◆ Input data

- Opening Delimiter -

PR #6351, opened 2021-12-17
Docs: Filter Operators: indicate Selection Constructors

davout1806:
In 'Filter Operators' added column to indicate those operators that construct an entirely new selection i.e. Selection Constructors.

The one question for this was how to indicate the operators (all, subfilter) that may or may not act as a constructor based on their usage. I for all, subfilter I added a new tag 'Selection Constructors: Conditional'. This, understandingly, might not a desired direction. An alternative is to remove that tag and just make a general note such as "Please note even if operator is identified with C depending on usage, it might not actually create a new selection. Be sure to check individual operator documentation."

### DIFF
--- a/editions/tw5.com/tiddlers/filters/Filter Operators.tid
+++ b/editions/tw5.com/tiddlers/filters/Filter Operators.tid
@@ -1,5 +1,5 @@
 created: 20140410103123179
-modified: 20210830010231559
+modified: 20211217141224284
 tags: Filters
 title: Filter Operators
 type: text/vnd.tiddlywiki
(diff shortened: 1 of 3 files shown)


ibnishak:
Alternate proposal: How about we remove the columns common, negatable, etc. Instead we add a single column named comments. In the column we add info like "negatable", "common", "new constructor" etc as tag pills. If each tag pill has a different colour, it might be easier to visually delineate too.

Advantage is we can future proof adding more info.

davout1806:
Works for me in theory. A few thoughts:

1. Are you suggesting adding new tags: "negatable", "common", "new constructor"? Or use the existing tags:  "Filter Operators", "Negatable Operators", "Selection Constructors"?
2. Do you have a concern that an operator with multiple qualities might "bloat" that cell? Distorting the table layout.
3. Could we add a field called say op-comment-short to all the tags we want to make a comment about ("Filter Operators", "Negatable Operators", "Selection Constructors", etc). Then in the table, for each operator, list the values of all the op-comment-short fields for all the tags the operator has. The op-comment-short would have either the check mark, !, or whatever short identifier. Above the table could be list of all unique op-comment-short value along with either title of the tag, link to tag to see explanation, or add another field say op-comment-description that describes what it means. This could make it more future, as in theory, the Filter Operators tiddler would not have to change to add a new comment type. 

Just thought up number 3 so there might be some gotchas I'm not recognizing. Maybe this was originally the level of future proof you were thinking about.

ibnishak:
> Are you suggesting adding new tags: "negatable", "common", "new constructor"? Or use the existing tags: "Filter Operators", "Negatable Operators", "Selection Constructors"?

No. Most of those tags are obvious. It is a table of "Filter operators", so that tag is pointless. Table is already subdivided to sections like "Order", "Mathematics" etc. So those tags are also unnecessary. The comments column need only highlight those qualities which are not obvious. At present these are only 3, Common, Negatable, Constructor. 

> Do you have a concern that an operator with multiple qualities might "bloat" that cell? Distorting the table layout.
Valid concern. This is won't be an issue currently  as there are only 3 short tag pills. However future proofing wise, two other issues need to be looked at here
1. Should documentation site bother to cater to small screen users? If yes, can horizontal scroll for wide tables be considered?
2. Especially in small screens, a descriptive column would be more suited than a symbol-key combination for long tables. Users can understand what is being conveyed without referring to a a key at the end of table

> The op-comment-short would have either the check mark, !, or whatever short identifier
Short identifier field sounds like a great idea. It would make the data collection for the table decentralized. 

After all this, I must admit I do see value in the current approach too. In some point in future, we can add make the table dynamic by adding ability to sort by columns.

davout1806:
OK so do you want me to work up a separate pull request using op-comment-short field?

ibnishak:
No. This is an open discussion. If more people chips in and gives their opinion, good. Ultimately Jeremy will guide you if you need to make any changes to the PR.

Jermolene:
Thanks @davout1806 @ibnishak and apologies for the delay.

I share the concern that this introduces a little more complexity into the table but it conveys useful information.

- Closing Delimiter -

◆ Activity
Could you copy out every line in the listing where the word "layout" appears?

◆ Reply to the task
2. Do you have a concern that an operator with multiple qualities might "bloat" that cell? Distorting the table layout.
> Do you have a concern that an operator with multiple qualities might "bloat" that cell? Distorting the table layout.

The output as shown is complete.